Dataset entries

PR #435, opened 2026-05-07
Update book

scrawfordlk:
- Adds some more information on the new array assignments in `assignments/compiler-assignments.md`.
- Updates the book to discuss the following: 
    - heap-allocated arrays (as pointers to heap-allocated blocks of memory)
    - the first two array assignments and directions on how to solve them
- Does not update the PDF (as I am not aware of the tool used for the conversion)


ckirsch:
@scrawfordlk very nice again! Thank you so much!

PR #438, opened 2026-06-01
fix: local/global variable redefinitions now cause syntax errors

GGBOIH250:
fixed a TODO on line 4574 previously in `selfie.c` which mentions about checking local variable redefinitions as well. Now both local and global variables cannot be redefined similar to C.


ckirsch:
@GGBOIH250 just pushed a minor style update, after having Claude check impact on the rest of the system.

PR #118, opened 2023-11-29
SASS-6355: FE implementation of save and continue for Income CYA - happy path

harry-ritchie:


app/utils/Logging.scala
```diff
@@ -0,0 +1,23 @@
...
+ * See the License for the specific language governing permissions and
+ * limitations under the License.
+ */
+
+package utils
+
+import play.api.Logger
+
+trait Logging {
+  implicit lazy val logger: Logger = Logger(this.getClass)
```
lukastymo, line 22: oh nice one, lazy, so it will take the class name not the trait name I guess

PR #119, opened 2023-11-30
SASS-6366: Office Supplies CYA save and continue - happy path

harry-ritchie:


app/controllers/package.scala
```diff
@@ -31,4 +38,15 @@ package object controllers {
...
 
+  // Redirection to journey recovery on downstream error retrieval is a temporary action until we pick up the unhappy
+  // path tickets (JIRA TBA).
+  def submitJourneyAnswers[T](answers: T, context: SubmissionContext, service: SendJourneyAnswersService)(implicit
+      ec: ExecutionContext,
+      hc: HeaderCarrier,
+      writes: Writes[T]): Future[Result] =
+    (for {
+      _ <- EitherT(service.sendJourneyAnswers(context, answers))
+    } yield Redirect(SectionCompletedStateController.onPageLoad(context.taxYear, context.businessId, context.journey.toString, NormalMode)))
```
lukastymo, line 49: I think the common way of redirecting from any non error scenario is via Navigator. 

if you want a common helper method maybe you can pass onSuccess: Call (rendered by navigator nextCall=)

for leftMap can you reuse handleResult so we have one place where we log an error and redirect to recovery page?

lukastymo (approved):

app/controllers/package.scala
lukastymo: ok I move it back, having common place for sectioncompleted redirection may be better

lukastymo (approved):

lukastymo (approved):

PR #123, opened 2023-12-01
SASS-6363: Submit income answers

lukastymo:


app/models/common/JourneyContext.scala
```diff
@@ -23,8 +23,14 @@ sealed trait JourneyContext {
   val businessId: BusinessId
   val mtditid: Mtditid
   val journey: Journey
+
+  val answersUrl: String
 }
 
-case class SubmissionContext(taxYear: TaxYear, nino: Nino, businessId: BusinessId, mtditid: Mtditid, journey: Journey) extends JourneyContext
+case class JourneyAnswersWithNino(taxYear: TaxYear, nino: Nino, businessId: BusinessId, mtditid: Mtditid, journey: Journey) extends JourneyContext {
```
harry-ritchie, line 30: How about renaming to `JourneyContextWithNino`, and the case class below to `JourneyContext`?

harry-ritchie (approved):

PR #136, opened 2023-12-07
SASS-6481: Load prior data for Income journey

lukastymo:
It loads the submitted answers. The submitted answers are also called 'journey answers'. There is small logic for merging the submitted answers with the user session (called user answers).

The logic only is triggered on CYA page and only when there is no data for the journey in session.

The logic is:
- no session data + no submitted answers == no data
- no session data + submitted answers == submitted answers
- session data for journey A + submitted answers for journey B == answers merged A + B
- session data for journey A + submitted answers A == session data for journey A

Also few improvements for everyday development:
- I removed wartremover, as it caused more problems than helped
- You can now add 'PLAY_ENV=Dev' to your env /intellij env variables, refresh SBT and then you'll have no warn failure checks in intellij.


app/connectors/ContentHttpReads.scala
```diff
@@ -0,0 +1,27 @@
...
+package connectors
+
+import cats.implicits._
+import connectors.httpParser.JourneyStateParser.pagerDutyError
+import play.api.libs.json.Reads
+import uk.gov.hmrc.http.{HttpReads, HttpResponse}
+
+class ContentHttpReads[A: Reads] extends HttpReads[ContentResponse[Option[A]]] {
+  override def read(method: String, url: String, response: HttpResponse): ContentResponse[Option[A]] =
+    if (isSuccess(response.status)) response.json.validate[A].asOpt.asRight else Left(pagerDutyError(response))
```
harry-ritchie, line 26: Just thinking, could we simplify it and not return our right wrapped in an Option? 

```scala
class ContentHttpReads[A: Reads] extends HttpReads[ContentResponse[A]] {
  override def read(method: String, url: String, response: HttpResponse): ContentResponse[A] =
    if (isSuccess(response.status)) {
      response.json.validate[A].fold(_ => HttpError.`someParsingError`.asLeft, _.asRight)
    }
    else {
      Left(pagerDutyError(response))
    }
}

```

app/controllers/actions/SubmittedDataRetrievalActionImpl.scala
```diff
@@ -0,0 +1,93 @@
...
+        request.copy(userAnswers = if (updated.isEmpty) None else Some(updated))
+      }
+    }
+  }
+
+  private def upsertJourneyAnswers[A](ctx: JourneyContext, request: Request[A], existingAnswers: UserAnswers): Future[UserAnswers] = {
+    val result: ApiResultT[UserAnswers] = for {
+      maybeJourneyAnswers <- selfEmploymentService.getSubmittedAnswers[SubsetOfAnswers](ctx)(implicitly[Format[SubsetOfAnswers]], hc(request))
+      updatedAnswers <- maybeJourneyAnswers.fold {
+        EitherT.pure[Future, HttpError](existingAnswers)
```
harry-ritchie, line 67: Also, if are able to take out the Option like my comment above says, it will simplify this a little we won't need to accommodate for None case. What do you think? I may be missing something.

app/models/database/UserAnswers.scala
```diff
@@ -45,6 +46,26 @@ final case class UserAnswers(id: String, data: JsObject = Json.obj(), lastUpdate
...
+    val updatedAnswers =
+      data.transform(upsertFragment) match {
+        case JsSuccess(jsValue, _) => Success(jsValue)
+        case JsError(errors)       => Failure(JsResultException(errors))
+      }
+
+    updatedAnswers.map { updatedData =>
+      copy(data = updatedData, lastUpdated = Instant.now)
+    }
+  }
```
harry-ritchie, line 67: I may well me wrong here so do check, but is this code not equivalent to just doing the below:

```scala
    val existingAnswerData = (data \ businessId.value).asOpt[JsObject].getOrElse(JsObject.empty)
    val updatedData            = data + (businessId.value -> (existingAnswerData ++ dataFragment))

    copy(data = updatedData)
``` 

If so, it also gets rid of the Try.

app/models/requests/DataRequest.scala
```diff
@@ -33,6 +33,11 @@ case class OptionalDataRequest[A](request: Request[A], userId: String, user: Use
   val mtditid: Mtditid     = Mtditid(user.mtditid)
 }
 
+object OptionalDataRequest {
+  def empty(request: IdentifierRequest[_], user: User): OptionalDataRequest[_] =
```
harry-ritchie, line 37: This looks unused to me. Do we need it?

test/controllers/actions/SubmittedDataRetrievalActionImplSpec.scala
```diff
@@ -0,0 +1,114 @@
...
+import play.api.mvc.AnyContentAsEmpty
+import play.api.test.FakeRequest
+import stubs.repositories.StubSessionRepository
+import stubs.services.SelfEmploymentServiceStub
+import uk.gov.hmrc.auth.core._
+
+import java.time.Instant
+import scala.concurrent.ExecutionContext.Implicits.global
+
+class SubmittedDataRetrievalActionImplSpec extends AnyWordSpecLike with Matchers {
```
harry-ritchie, line 39: Would it be worth having some ITs for this class at some point? Could check what is in mongo and use wiremock for BE.

test/models/database/UserAnswersSpec.scala
```diff
@@ -0,0 +1,108 @@
...
+
+      result.data shouldBe Json.obj(
+        businessId.value -> Json.obj(
+          "key1" -> "value1",
+          "key2" -> "valueUpdated"
+        )
+      )
+    }
+
+    "merge two jsons if they have more than one business ids" in {
```
harry-ritchie, line 78: Maybe phrase as `merge json fragment with the correct businessId in the presence of multiple businessIds`

app/connectors/ContentHttpReads.scala
lukastymo: good point. Let's not mask the error in option but return left of error when it fails

app/controllers/actions/SubmittedDataRetrievalActionImpl.scala
lukastymo: None is when we don't have submitted values (request OK, but just no answers)

app/models/database/UserAnswers.scala
lukastymo: good one

app/models/requests/DataRequest.scala
lukastymo: removed

test/controllers/actions/SubmittedDataRetrievalActionImplSpec.scala
lukastymo: Not sure.

I don't think we need many ITs, they slow down refactoring. If the codebase is young and changing, they don't give much value. But once we have Income and Expenses entire journey we may start thinking if there is a chance to catch more bugs by adding more integration tests. At the end of the day we have Regression Tests: Journey UI which will catch a lot of bugs and protect us from breaking the code.

I would say once we have stable codebase + 100% unit test coverage + Regression Journey UI tests, then we can start thinking on integration tests. Or altenatively, if the logic between 2 components is tricky we may also add it earlier.

test/models/database/UserAnswersSpec.scala
lukastymo: too wordy, I like short and general title for tests - make refactoring easier.

`merge two jsons with the correct businessId if many businessIds present` ?

harry-ritchie (dismissed):

harry-ritchie (approved):

PR #151, opened 2023-12-15
[NOJIRA] Relevant Expenses journeys are available once Tailoring journey is Complete or InProgress

Jake-Raffe:


app/viewmodels/TradeJourneyStatusesViewModel.scala
```diff
@@ -106,34 +127,33 @@ object TradeJourneyStatusesViewModel {
...
-      journeyStatuses: TradesJourneyStatuses): JourneyStatus =
-    statusFromCompletedState(getCompletedState(journeyStatuses, journey)) match {
-      case NotStarted            => conditionalJourneyIsPassed(conditionalCompletedJourney)
-      case status: JourneyStatus => status
+  private def dependentJourneyIsInProgressOrCompleted(dependentJourney: Journey, checkOnlyCompleted: Boolean = false)(implicit
+      journeyStatuses: TradesJourneyStatuses): Boolean =
+    getJourneyStatus(dependentJourney) match {
+      case Completed | InProgress if !checkOnlyCompleted => true
+      case Completed                                     => true
+      case _                                             => false
```
lukastymo, line 135: it's good idea to not use `_` if it's a small number of elements.

Then if we add new sealed value, the code will not compile until we consciously change each of these pattern matches. Otherwise, when we add new value the code will compile which is not good, because may lead to some bugs.

lukastymo (approved):

lukastymo (approved):

PR #155, opened 2023-12-18
[SASS-6226] Limit BigDecimal form inputs to 2 decimal places

Jake-Raffe:


lukastymo:
Great PR, more lines removed than added!

app/forms/mappings/Formatters.scala
```diff
@@ -102,6 +102,33 @@ trait Formatters {
         baseFormatter.unbind(key, value.toString)
     }
 
+  private[mappings] def currencyFormatter(requiredKey: String, nonNumericKey: String, args: Seq[String] = Seq.empty): Formatter[BigDecimal] =
```
lukastymo, line 105: should we create FormattersSpec and test currencyFormatter in isolation. I'm interested in more edge cases scenarios. I think right now we have just general controller tests. But I'm thinking of more cases just for this function, it should be easy testable.

lukastymo (dismissed):

app/forms/mappings/Formatters.scala
Jake-Raffe: Pushed up now

lukastymo (approved):

conniebernardin (approved):

PR #157, opened 2023-12-19
[SASS-6064] Create Advertising and Marketing pages

Jake-Raffe:


app/controllers/journeys/expenses/advertisingAndMarketing/AdvertisingAmountController.scala
```diff
@@ -0,0 +1,81 @@
...
+      }
+    Ok(view(preparedForm, mode, user, taxYear, businessId))
+  }
+
+  def onSubmit(taxYear: TaxYear, businessId: BusinessId, mode: Mode): Action[AnyContent] = (identify andThen getData) async { implicit request =>
+    selfEmploymentService.getAccountingType(request.user.nino, businessId, request.user.mtditid) flatMap {
+      case Left(_) => Future.successful(Redirect(JourneyRecoveryController.onPageLoad()))
+      case Right(accountingType) =>
+        val user = request.userType
+        formProvider(user)
```
lukastymo, line 65: can we make it a bit less nested. You can split it into smaller method(s) so we don't have for inside fold.

if we need to nest something to higher levels it usually means Another Responsibility. our method ideally should do one thing.

If we start splitting large methods into smaller we may observe reusable patterns.

app/viewmodels/checkAnswers/expenses/advertisingAndMarketing/AdvertisingDisallowableAmountSummary.scala
```diff
@@ -0,0 +1,69 @@
...
+          "site.change",
+          expenses.advertisingAndMarketing.routes.AdvertisingDisallowableAmountController.onPageLoad(taxYear, businessId, CheckMode).url)
+          .withVisuallyHiddenText(messages("advertisingDisallowableAmount.change.hidden"))
+      )
+    )
+
+  private def areAnyAdvertisingDisallowable(advertisingAnswer: AdvertisingOrMarketing): Boolean =
+    advertisingAnswer match {
+      case YesDisallowable => true
+      case _               => false
```
lukastymo, line 66: case YesAllowable | No => false

lukastymo (approved):

PR #174, opened 2023-12-29
[NoJira] (1/2) Remove session repository from Controllers

Jake-Raffe:


harry-ritchie (approved):

app/controllers/journeys/expenses/tailoring/individualCategories/DisallowableInterestController.scala
```diff
@@ -24,15 +24,15 @@ import navigation.ExpensesTailoringNavigator
...
 import play.api.mvc.{Action, AnyContent, MessagesControllerComponents}
-import repositories.SessionRepository
+import services.SelfEmploymentService
 import uk.gov.hmrc.play.bootstrap.frontend.controller.FrontendBaseController
 import views.html.journeys.expenses.tailoring.individualCategories.DisallowableInterestView
 
 import javax.inject.Inject
 import scala.concurrent.{ExecutionContext, Future}
 
 class DisallowableInterestController @Inject() (override val messagesApi: MessagesApi,
```
harry-ritchie, line 34: Looks like in the UTs we are sometimes mocking the session repository, and other times the service. Maybe we should be consistent? Maybe not something we need to do in this PR, but we'll probs want to use the base classes at some point to reduce all the duplication so maybe we can sort that out then?

PR #193, opened 2024-01-08
[NoJira] (2/3) Remove session repository from Controllers

Jake-Raffe:


app/controllers/journeys/expenses/goodsToSellOrUse/DisallowableGoodsToSellOrUseAmountController.scala
```diff
@@ -35,7 +35,7 @@ import scala.concurrent.{ExecutionContext, Future}
 
 @Singleton
 class DisallowableGoodsToSellOrUseAmountController @Inject() (override val messagesApi: MessagesApi,
-                                                              sessionRepository: SessionRepository,
+                                                              selfEmploymentService: SelfEmploymentService,
```
harry-ritchie, line 38: It may be better to inject the abstraction rather than the impl itself, as it gives us more flexibility to swap out/test.

app/controllers/journeys/expenses/tailoring/individualCategories/FinancialExpensesController.scala
```diff
@@ -79,21 +83,37 @@ class FinancialExpensesController @Inject() (override val messagesApi: MessagesA
...
-              formWithErrors => Future.successful(BadRequest(view(formWithErrors, mode, request.userType, taxYear, businessId, accountingType))),
-              value =>
-                for {
-                  clearedAnswers <- Future.fromTry(clearPageDataFromUserAnswers(request.userAnswers, Some(businessId), value))
-                  updatedAnswers <- Future.fromTry(clearedAnswers.set(FinancialExpensesPage, value, Some(businessId)))
-                  _              <- sessionRepository.set(updatedAnswers)
-                } yield Redirect(navigator.nextPage(FinancialExpensesPage, mode, updatedAnswers, taxYear, businessId))
-            )
-      }
+      def handleError(formWithErrors: Form[_], userType: UserType, accountingType: AccountingType): Future[Result] =
```
harry-ritchie, line 86: We could just inline this on line 104, it is a one liner and splitting up doesn't make things any clearer imo.

app/controllers/journeys/expenses/tailoring/individualCategories/FinancialExpensesController.scala
```diff
@@ -79,21 +83,37 @@ class FinancialExpensesController @Inject() (override val messagesApi: MessagesA
...
+        Future.successful(
+          BadRequest(view(formWithErrors, mode, userType, taxYear, businessId, accountingType))
+        )
+
+      def handleSuccess(userAnswers: UserAnswers, answers: Set[FinancialExpenses]): Future[Result] =
```
harry-ritchie, line 91: Could we maybe rename answers somehow to something a bit more distinct e.g. `financialExpenses` or wtte? Lots of ..answers here, `clearedAnswers`, `answers`, `userAnswers` etc.

app/controllers/journeys/expenses/goodsToSellOrUse/DisallowableGoodsToSellOrUseAmountController.scala
Jake-Raffe: Happy for me to do this in a new PR where I switch it everywhere to the BaseService?

test/controllers/journeys/expenses/goodsToSellOrUse/DisallowableGoodsToSellOrUseAmountControllerSpec.scala
```diff
@@ -58,14 +54,7 @@ class DisallowableGoodsToSellOrUseAmountControllerSpec
...
       .value
 
-  private val mockSelfEmploymentService = mock[SelfEmploymentService]
-
-  override val bindings: List[Binding[_]] = List(
-    bind[ExpensesNavigator].toInstance(new FakeExpensesNavigator(onwardRoute)),
-    bind[SelfEmploymentService].toInstance(mockSelfEmploymentService)
-  )
-
-  when(mockSelfEmploymentService.persistAnswer(anyBusinessId, anyUserAnswers, any, any)(any)) thenReturn Future.successful(filledUserAnswers)
```
harry-ritchie, line 68: Removing this works for now, as in the `ControllerSpec` we are mocking the session repository. I think ideally we would mock the service instead, so when the session repository mock gets removed in your TODO in `ControllerSpec`, we may need to replace it with a service mock.

app/controllers/journeys/expenses/goodsToSellOrUse/DisallowableGoodsToSellOrUseAmountController.scala
harry-ritchie: Yep no probs

harry-ritchie (approved):

PR #196, opened 2024-01-09
NOJIRA: Use common code across all Income journey controllers

harry-ritchie:
PR to use the common package object code across the income controllers, as is done throughout most of the expenses controllers. As a result, controllers do not interact directly with the repository layers, better separating concerns.


Jake-Raffe (approved):
Much better

PR #200, opened 2024-01-09
[NOJIRA] Use SelfEmploymentService base trait instead of implementation class

Jake-Raffe:


app/services/SelfEmploymentService.scala
```diff
@@ -86,11 +83,10 @@ object SelfEmploymentService {
 
   private val maxAllowance = BigDecimal(1000.00)
 
-  // TODO: Return an error as left once we have impl. error handling instead of redirecting.
-  def getMaxTradingAllowance(businessId: BusinessId, userAnswers: UserAnswers): Either[Result, BigDecimal] =
+  def getMaxTradingAllowance(businessId: BusinessId, userAnswers: UserAnswers): Either[NotFoundError, BigDecimal] =
     userAnswers
       .get(TurnoverIncomeAmountPage, Some(businessId))
-      .fold(redirectJourneyRecovery().asLeft[BigDecimal]) { turnover =>
+      .fold(NotFoundError("TurnoverIncomeAmount not found").asLeft[BigDecimal]) { turnover =>
```
harry-ritchie, line 89: I'm not sure this `NotFoundError` is meant for this type of case where we cannot find data for a page. I think maybe leave it as it was before, as we have not implemented error handling properly yet.

harry-ritchie (approved):

PR #247, opened 2024-02-09
SASS 6997: Create Workplace Running Costs CYA

conniebernardin:


app/controllers/journeys/expenses/workplaceRunningCosts/WorkplaceRunningCostsCYAController.scala
```diff
@@ -0,0 +1,133 @@
...
+    val months51To100 = request.getValue(WorkingFromHomeHours51To100, businessId)
+    val months101Plus = request.getValue(WorkingFromHomeHours101Plus, businessId)
+
+    val months1Person = request.getValue(LivingAtBusinessPremisesOnePerson, businessId)
+    val months2People = request.getValue(LivingAtBusinessPremisesTwoPeople, businessId)
+    val months3People = request.getValue(LivingAtBusinessPremisesThreePlusPeople, businessId)
+
+    (months1Person, months2People, months3People, months25To50, months51To100, months101Plus) match {
+      case (Some(months1Person), Some(months2People), Some(months3People), Some(months25To50), Some(months51To100), Some(months101Plus)) =>
+        val amount25To50  = months25To50 * 10
```
lukastymo, line 118: I think it would be better to extract these calculations to some case class / object, so it can be independently unit tested.  It is not immediately obvious what these are.

lukastymo (approved):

→ **EXERCISE DESCRIPTION**
Please return a copy of each line in the entries that has the string "DisallowableInterestController".

→ **RESULT FOR THIS TASK**
app/controllers/journeys/expenses/tailoring/individualCategories/DisallowableInterestController.scala
 class DisallowableInterestController @Inject() (override val messagesApi: MessagesApi,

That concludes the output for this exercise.